Big bang 2.0

Hadron particle collider

by Elayne Millar

On Tuesday, the Large Hadron Collider (LHC), a particle accelerator, which is located at the European Organization for Nuclear Research (CERN), set a record-breaking proton beam collision, attempting to solve questions about the makeup of the universe.

The LHC, also known as the “big bang machine”, is located in a 27-kilometer-long underground tunnel spanning from France to Switzerland.

Physicists managed to create a seven-trillion-electron-volt (TeV) collision, the highest energy a particle accelerator has ever achieved.

Scientists believe the resulting debris from the subatomic collision could further the search for the Higgins boson particle, or the God particle, among other things.

The God particle is, what theorists believe, the atom responsible for the mass in the universe, according to National Geographic.

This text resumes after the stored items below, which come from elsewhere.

PR #357, opened 2021-07-28
Add clang-format test

wershlak:
Adding a clang-format test.

I formatted one file as an example. We can change the config to suit our needs and I can format all the files once we agree on the right formatting.

NOTE: unlike the uncrustify check this check is only checking the git diff so only LINES which are updated are checked. IE. this is safe to merge.

### DIFF
--- a/code/code/cmd/cmd_attribute.cc
+++ b/code/code/cmd/cmd_attribute.cc
@@ -8,34 +8,29 @@
 
 #include <stdio.h>
 
-#include "being.h"
 #include "account.h"
 #include "ansi.h"
-#include "extern.h"
-#include "handler.h"
-#include "guild.h"
+#include "being.h"
 #include "configuration.h"
-#include "weather.h"
+#include "extern.h"
 #include "gametime.h"
+#include "guild.h"
+#include "handler.h"
+#include "weather.h"
 
-static void showStatsTo(const Descriptor *d, const TBeing *ch, bool hidden_stuff)
-{
+static void showStatsTo(const Descriptor *d, const TBeing *ch, bool hidden_stuff) {
   time_info_data playing_time;
   char time_buf[160];
   char buffer[512];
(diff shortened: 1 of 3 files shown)


code/code/cmd/cmd_attribute.cc
```diff
@@ -496,36 +541,36 @@ const char *statBonusDescr(int percent)
...
-    return;
+  if (!desc) return;
 
   one_argument(arg, cmdbuf);
   if (cmdbuf.empty()) {
-    sendTo("Syntax: attribute <personal | condition | statistics | reset>\n\r");
+    sendTo(
+        "Syntax: attribute <personal | condition | statistics | "
+        "reset>\n\r");
     return;
```
drewhershey, line 560: This is kinda weird looking - wonder what rule causes it?

wershlak: that's ugly. Added `BreakStringLiterals: false`

wershlak:
@cizra Any opinion on what style we use? Also do you think it's a good idea to format the entire repo once we decide on a style?

cizra:
> @cizra Any opinion on what style we use? Also do you think it's a good idea to format the entire repo once we decide on a style?

I'm 100% sure we should format the whole repo in one go. See https://www.moxio.com/blog/43/ignoring-bulk-change-commits-with-git-blame how to make this commit not end up in `git blame`.

As for which style to use - I haven't read them all. Based on cursory glance, it seems Google / LLVM / Chromium are all similar enough.
In particular, I like:
- tabs
- Egyptian braces
- curly elses
- ... and generally to preserve vertical space

cizra (changes requested):

drewhershey:
Going to close this out, as I have a .clang-format file I've been tweaking for a while now that I'm going to use for this purpose on the entire codebase at once, which will be done in a new PR.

Although the machine has been a rousing success, researchers are saying that results should not be expected in the near future.

“Major discoveries will happen only when we are able to collect billions of events and identify among them the very rare events that could present a new state of matter or new particles,” Guido Tonelli, LHC spokesman, told BBC News.

According to BBC News, once the experiment is done, which is to last 18 to 24 months, the LHC will be shut down for maintenance for up to one year and after which it will re-open to begin experimenting with 14 TeV collisions.

The event that occurred on Tuesday is being described as one of the largest scientific undertakings ever, as well as a new era in science.

“This is not going to happen tomorrow. It will require months and years of patient work,” Tonelli said.